The prolonged stay of the evacuees here has taxed resources. Military personnel tried to find enough space heaters to warm the tents as the cold weather approached. Unable to do that, they pushed tents together, with one heater for every two dwellings.

They have made other accommodations as well. They put Wi-Fi in the hangars, so evacuees could reach out to family back home, and trucked in rows of donated German biergarten tables and benches, along with kettles, so they could gather for tea. 

Military police patrol makeshift departure gates inside a hangar for evacuees from Afghanistan, bound for the U.S., at Ramstein Air Base in Germany on Sept. 1, 2021.
Markus Schreiber/AP

But drinking tea is something Afghans do with their families, and “though it’s a source of comfort,” Captain Ali says, “you take that familial piece away, and it’s a reminder of loss.”

Captain Ali’s journey to Ramstein was circuitous in its own way. He enlisted in the military at age 20 after dropping out of college, “not even knowing what the role of chaplain was.” 

He’d planned on serving for four years, but after the 9/11 attacks he decided to stay in.

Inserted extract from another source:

PR #1536, opened 2017-05-10
Replacing deprecated grunt-autoprefixer with postcss

### LINKED ISSUE #1337: grunt-autoprefixer is very outdated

His friends knew he was Muslim and were asking him questions about his religion – answers that he didn’t have. “That piqued my interest in learning about my faith.”

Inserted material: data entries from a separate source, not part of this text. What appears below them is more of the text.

PR #1539, opened 2017-05-11
Support for Gitlab and Bitbucket webhooks in the BC editor

jhadvig:
https://trello.com/c/yy3ACVjj

Adding support for view/add/remove GitLab and Bitbucket webhooks.
Screen:
screenshot at 2017-05-11 14-09-39

screenshot at 2017-05-11 14-38-43

Not really sure if we want to display them by default as the screenshot show, but also not sure if we want to hide them in some "Advanced webhooks settings" since we already have advance view in the BC editor.

@spadgett @jwforres thoughts ?

### DIFF
--- a/app/scripts/controllers/edit/buildConfig.js
+++ b/app/scripts/controllers/edit/buildConfig.js
@@ -107,10 +107,29 @@ angular.module('openshiftConsole')
 
     $scope.triggers = {
       githubWebhooks: [],
+      gitlabWebhooks: [],
+      bitbucketWebhooks: [],
       genericWebhooks: [],
       imageChangeTriggers: [],
       builderImageChangeTrigger: {},
       configChangeTrigger: {}
+    };
+
+    $scope.createTriggerSelect = {
+      selectedType: "",
+      options: [{
+        type: 'github',
+        label: 'GitHub'
+      }, {
+        type: 'gitlab',
+        label: 'GitLab'
+      }, {
+        type: 'bitbucket',
+        label: 'Bitbucket'
+      }, {
+        type: 'generic',
+        label: 'Generic'
+      }]
     };
 
     $scope.runPolicyTypes = [
@@ -381,6 +400,12 @@ angular.module('openshiftConsole')
           case "GitHub":
             triggerMap.githubWebhooks.push({disabled: false, data: trigger});
             break;
+          case "GitLab":
+            triggerMap.gitlabWebhooks.push({disabled: false, data: trigger});
+            break;
+          case "Bitbucket":
+            triggerMap.bitbucketWebhooks.push({disabled: false, data: trigger});
+            break;
           case "ImageChange":
             var imageChangeFrom = trigger.imageChange.from;
             if (!imageChangeFrom) {
@@ -460,6 +485,8 @@ angular.module('openshiftConsole')
 
     var updateTriggers = function() {
       var triggers = [].concat($scope.triggers.githubWebhooks,
+                              $scope.triggers.gitlabWebhooks,
+                              $scope.triggers.bitbucketWebhooks,
                               $scope.triggers.genericWebhooks,
                               $scope.triggers.imageChangeTriggers,
                               $scope.triggers.builderImageChangeTrigger,
@@ -520,6 +547,23 @@ angular.module('openshiftConsole')
         sourceMap[key] = true;
       });
       return sourceMap;
+    };
+
+    $scope.addWebhookTrigger = function(webhookLabel) {
+      if (!webhookLabel) {
+        return;
+      }
+      var webhook = {
+        disabled: false,
+        data: {
+          type: webhookLabel
+        }
+      };
+      var webhookType = _.find($scope.createTriggerSelect.options, function(o) {return o.label === webhookLabel}).type
+      webhook.data[webhookType] = {
+        secret: ApplicationGenerator._generateSecret()
+      };
+      $scope.triggers[webhookType + "Webhooks"].push(webhook);
     };
 
     $scope.save = function() {
--- a/app/scripts/directives/editWebhookTriggers.js
+++ b/app/scripts/directives/editWebhookTriggers.js
@@ -2,7 +2,7 @@
 
 angular.module('openshiftConsole')
   // Element directive edit BC webhook triggers
-  .directive('editWebhookTriggers', function(ApplicationGenerator) {
+  .directive('editWebhookTriggers', function() {
     return {
       restrict: 'E',
       scope: {
@@ -13,21 +13,6 @@ angular.module('openshiftConsole')
         projectName: "=",
         form: "="
       },
-      templateUrl: 'views/directives/edit-webhook-triggers.html',
-      controller: function($scope) {
-        $scope.addWebhookTrigger = function(type) {
-          var webhook = {
-            disabled: false,
-            data: {
-              type: type
-            }
-          };
-          webhook.data[(type === "GitHub") ? "github" : "generic"] = {
-            secret: ApplicationGenerator._generateSecret()
-          };
-          $scope.triggers.push(webhook);
-          $scope.form.$setDirty();
-        };
-      }
+      templateUrl: 'views/directives/edit-webhook-triggers.html'
     };
   });
--- a/app/views/directives/edit-webhook-triggers.html
+++ b/app/views/directives/edit-webhook-triggers.html
@@ -1,32 +1,31 @@
-<h5>{{type}} webhooks
-  <span class="help action-inline">
-    <a href="" aria-hidden="true">
+<div class="display-webhooks">
+  <h5>{{type}} Webhooks
+    <span class="help action-inline">
       <span class="sr-only">{{typeInfo}}</span>
-      <i class="pficon pficon-help" data-toggle="tooltip" aria-hidden="true" data-original-title="{{typeInfo}}"></i>
-    </a>
-  </span>
-</h5>
-<div ng-repeat="trigger in triggers">
-  <div class="trigger-info">
-    <span class="trigger-url">
-      <copy-to-clipboard is-disabled="trigger.disabled" clipboard-text="bcName | webhookURL : trigger.data.type : trigger.data[(type === 'GitHub') ? 'github' : 'generic'].secret : projectName"></copy-to-clipboard>
-    </span>
-    <span class="visible-xs-inline trigger-actions">
-      <a href="" ng-if="!trigger.disabled" class="action-icon" ng-click="trigger.disabled = true; form.$setDirty()" role="button">
-        <span class="pficon pficon-close" aria-hidden="true" title="Remove"></span>
-        <span class="sr-only">Remove</span>
-      </a>
-      <a href="" ng-if="trigger.disabled" class="action-icon" ng-click="trigger.disabled = false" role="button">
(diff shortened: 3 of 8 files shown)


jwforres:
what if the webhook types were in a dropdown where you could select one and
hit add, and then if there are in a particular type you show them like you
have there. there might be a better way to layout the webhooks as well
instead of in a separated list like that, might be able to have a table
where the type is one of the columns. definitely think there are other ways
we could represent this

jwforres:
@ncameronbritt

ncameronbritt:
@jwforres Sound like you're suggesting something similar to the way we handle users/roles in Membership?

ncameronbritt:
What about something like this:
screen shot 2017-05-12 at 8 27 37 am
screen shot 2017-05-12 at 8 27 52 am
screen shot 2017-05-12 at 8 28 02 am

ncameronbritt:
Is having multiple (and multiple kinds of) webhooks something that users need?

jwforres:
The most likely scenario is having one of the source webhooks
(github/gitlab/bitbucket) and then having the generic webhook.  You might
trigger the generic webhook from something in your CI infrastructure.  But
you might also have a Jenkins pipeline that pulls source from multiple
repos as part of a larger build workflow, in that case you might want any
one of those repos to trigger webhooks, odds are in this case that you'll
be using the same repo type (e.g. GitHub) and could share the same
webhook.  But its definitely possible for you to have repos in different
systems, or you might just not want to share the same webhook secret across
different repos.

jhadvig:
@jwforres @ncameronbritt  so I was thinking that we could list only existing webhooks, but instead of having a link under each type for `Add {{type}} Webhook` we could have a selectbox to specify the webhook type with a `Add` btn at the end of the wwebhook list.
openshift web console

jwforres:
yeah something like that could work. FYI cameron the user doesn't have to
enter anything in order to add the webhook, the URL input is just for them
to copy once the URL is generated for them.

ncameronbritt:
Here are a few sketches. #1 seems like what @jhadvig proposed. Seems slightly odd that we would have to add a header for a new type. And how would they order? What if you had more than one for a given type?

The others are riffs on using more of a table format. The main difference being how the "add" action would work. Here I'd imagine that adding one would just append another row in the table. 
screen shot 2017-05-12 at 9 51 30 am

jhadvig:
@ncameronbritt so I was thinking something between #1 and #4. Dont think its necessary to have an extra `Add webhook` header. 

openshift web console-33

OR

openshift web console-3

so we align with the style which we already have.
@jwforres thoughts ?

jhadvig:
personally I would go with the the second option from my last comment

sspeiche:
I can't see the different between the two but it looks good to me.

jhadvig:
@sspeiche its the `Add` button... on aligns with the `Remove`/`Undo`style we have in the existing webhooks, and the other is different.

ncameronbritt:
I think I like the second one better, @jhadvig. 

I still wonder about having them in more of a list with the label to the left of the URL and appending the most recently added to the end of the list. I think that might make it easier to keep up with which one is which if, for example, you had two GitHub webhooks. But that might not be a realistic scenario.

jhadvig:
@ncameronbritt well then we would have to think about the way how to display the Remove/Undo logic in the list. I would suggest do that as a followup if we need to and just add the addtional types and the selectbox with the Add link as was suggested. Thoughts ? :)

ncameronbritt:
I'm ok with that.

jhadvig:
PR updated. Added logic for adding webhooks into `editWebhookTriggers.js`. When used the `add-webhook` attribute has to be specified ot the `edit-webhook-triggers` directive.
Attaching screens:
openshift web console-1

openshift web console-2

@jwforres @ncameronbritt PTAL

app/views/directives/edit-webhook-triggers.html
```diff
@@ -1,32 +1,59 @@
...
+      </span>
+      <span class="hidden-xs trigger-actions">
+        <a href="" role="button" ng-if="!trigger.disabled" ng-click="trigger.disabled = true; form.$setDirty()">Remove</a>
+        <a href="" role="button" ng-if="trigger.disabled" ng-click="trigger.disabled = false">Undo</a>
+      </span>
+    </div>
+  </div>
+</div>
+<div class="add-webhook" ng-if="addWebhook">
+  <h5>Add webhook</h5>
```
spadgett: Add Webhook

app/views/directives/edit-webhook-triggers.html
```diff
@@ -1,32 +1,59 @@
...
   <div class="trigger-info">
     <span class="trigger-url">
-      <copy-to-clipboard is-disabled="trigger.disabled" clipboard-text="bcName | webhookURL : trigger.data.type : trigger.data[(type === 'GitHub') ? 'github' : 'generic'].secret : projectName"></copy-to-clipboard>
+      <ui-select ng-model="triggerMeta.typeToCreate"
+        theme="bootstrap"
```
spadgett: I don't think `theme="bootstrap"` is needed

app/views/edit/build-config.html
```diff
@@ -451,21 +451,50 @@ <h3 class="with-divider">Triggers
...
+                                triggers="triggers"
                                 form="form"
                                 bc-name="buildConfig.metadata.name"
                                 project-name="project.metadata.name">
                               </edit-webhook-triggers>
+                              <edit-webhook-triggers
+                                ng-if="triggers.gitlabWebhooks.length"
+                                add-webhook="false"
+                                type="GitLab"
+                                type-info="A GitLab source repository must be configured to use the webhook to trigger a build when source is committed."
```
spadgett: "The GitLab source repository..."

app/views/edit/build-config.html
```diff
@@ -451,21 +451,50 @@ <h3 class="with-divider">Triggers
...
+                                triggers="triggers"
+                                form="form"
+                                bc-name="buildConfig.metadata.name"
+                                project-name="project.metadata.name">
+                              </edit-webhook-triggers>
+                              <edit-webhook-triggers
+                                ng-if="triggers.bitbucketWebhooks.length"
+                                add-webhook="false"
+                                type="Bitbucket"
+                                type-info="A Bitbucket source repository must be configured to use the webhook to trigger a build when source is committed."
```
spadgett: "The Butbucket source repository...."

app/views/directives/edit-webhook-triggers.html
```diff
@@ -1,32 +1,59 @@
...
     <span class="visible-xs-inline trigger-actions">
-      <a href="" ng-if="!trigger.disabled" class="action-icon" ng-click="trigger.disabled = true; form.$setDirty()" role="button">
-        <span class="pficon pficon-close" aria-hidden="true" title="Remove"></span>
-        <span class="sr-only">Remove</span>
-      </a>
-      <a href="" ng-if="trigger.disabled" class="action-icon" ng-click="trigger.disabled = false" role="button">
-        <span class="fa fa-repeat" aria-hidden="true" title="Undo"></span>
-        <span class="sr-only">Undo</span>
+      <a href="" class="action-icon" ng-click="addWebhookTrigger(triggerMeta.typeToCreate)" role="button">
+        <span class="fa fa-plus" aria-hidden="true" title="Add"></span>
```
spadgett: You should give the add buttons here and for mobile disabled styles when a type is not selected.

app/scripts/directives/editWebhookTriggers.js
```diff
@@ -15,18 +16,46 @@ angular.module('openshiftConsole')
...
           };
-          webhook.data[(type === "GitHub") ? "github" : "generic"] = {
+          var webhookType;
+          webhookType = getWebhookType($scope.triggerMeta.typeToCreate);
+          webhook.data[webhookType] = {
             secret: ApplicationGenerator._generateSecret()
           };
-          $scope.triggers.push(webhook);
-          $scope.form.$setDirty();
+          $scope.triggers[webhookType + "Webhooks"].push(webhook);
```
jhadvig: But we have to pass the entire map cause we dont know what kind of webhook will user choose. When he chooses GitHub and creates it, we have to add the new webhook to the `githubwebhooks` array, or `bitbucketwebhooks` if he chooses Bitbucket. For that case we need to pass the entire map, just for the creating webhook action. Other option would be to split the create and view action for the webhooks in the `edit-webhook-triggers` and have separate directives for them. Thoughts ?

app/views/directives/edit-webhook-triggers.html
jhadvig: Not really sure what you mean... dont we want to have the same styling here as we have in the for displaying the WH ? Meaning for non-mobile we would have `Add` link and for mobile an icon, as displayed in https://github.com/openshift/origin-web-console/pull/1539#issuecomment-301728175

spadgett: When I haven't selected anything in dropdown, I can't click the add button yet. It should have disabled classes so it's grayed out, `cursor: not-allowed`, etc.

spadgett: Ah, I see. It's strange to me that `edit-webhooks` only edits webhooks of one type, but there's an add control for ALL types inside the directive. `edit-webhooks` directive should either be one directive for all webhooks or add should be outside the directive. Given the way the code is structured, I think moving add outside the directive is easier.

jhadvig:
Comments addressed. @spadgett PTAL :)

app/scripts/controllers/edit/buildConfig.js
```diff
@@ -522,6 +549,23 @@ angular.module('openshiftConsole')
...
     };
 
+    $scope.addWebhookTrigger = function(webhookLabel) {
+      if (!webhookLabel) {
+        return;
+      }
+      var webhook = {
+        disabled: false,
+        data: {
+          type: webhookLabel
```
spadgett: Ah, I see that this is the API type value. Sorry didn't realize. I suggest:

```js
      options: [{
        type: 'GitHub',
        propterty: 'github'
      }, { ... }]
```

And then this function should take in parameter `type`.

app/scripts/controllers/edit/buildConfig.js
```diff
@@ -522,6 +549,23 @@ angular.module('openshiftConsole')
...
+        }
+      };
+      var webhookType = _.find($scope.createTriggerSelect.options, function(o) {return o.label === webhookLabel}).type
```
spadgett: Missing `;`. You can use the shorthand here

```js
var webhookType = _.find($scope.createTriggerSelect, { label: webhookLabel }).type;
...
```

or if you rename the properties as above, this would be

```js
var property = _.find($scope.createTriggerSelect, { type: type }).property;
```

app/scripts/controllers/edit/buildConfig.js
```diff
@@ -522,6 +549,23 @@ angular.module('openshiftConsole')
...
+      webhook.data[webhookType] = {
+        secret: ApplicationGenerator._generateSecret()
+      };
+      $scope.triggers[webhookType + "Webhooks"].push(webhook);
```
spadgett: I wouldn't `"Webhooks"` if we don't need to? Maybe just...?

```js
$scope.triggers[webhookType].push(webhook)
```

spadgett:
[merge]

spadgett:
Looks like test flake #1685

[merge]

He earned a Master of Divinity at the Claremont School of Theology, a United Methodist seminary in Southern California that had a partnership with an Islamic institute.

Today he is one of only five imams in the U.S. Air Force. Having arrived at Ramstein with his family in June, he now works out of a chapel on the base that serves as a Christian church, a Jewish temple, and an Islamic mosque as he counsels the Afghan refugees. 

Following the Friday service, Captain Ali says he is thankful he was sent to the base in time to work with the new arrivals.

He is able to counsel them that, however wrenching their journey might be, they are moving forward. “God tells us that with forward motion comes progress,” he says. “I try to help them understand that this is one step towards something better – something great.”